PR #963, opened 2024-06-16
neonvm: hacking on adding virtio-fs support

sharnoff:
virtio-fs v1.11.0 supports live migration (albeit, with some major caveats).

There's maybe some cool opportunities there - figured it's worth playing around with.

**Current status**: using current vm-deploy fails with QEMU saying

    Device vhost-user-fs-device is not migratable, but --only-migratable was specified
=-=-=
● **What is being asked**:
From the first line to the last, set down every record exactly as written above.

● **Output**:
PR #963, opened 2024-06-16
neonvm: hacking on adding virtio-fs support

sharnoff:
virtio-fs v1.11.0 supports live migration (albeit, with some major caveats).

There's maybe some cool opportunities there - figured it's worth playing around with.

**Current status**: using current vm-deploy fails with QEMU saying

    Device vhost-user-fs-device is not migratable, but --only-migratable was specified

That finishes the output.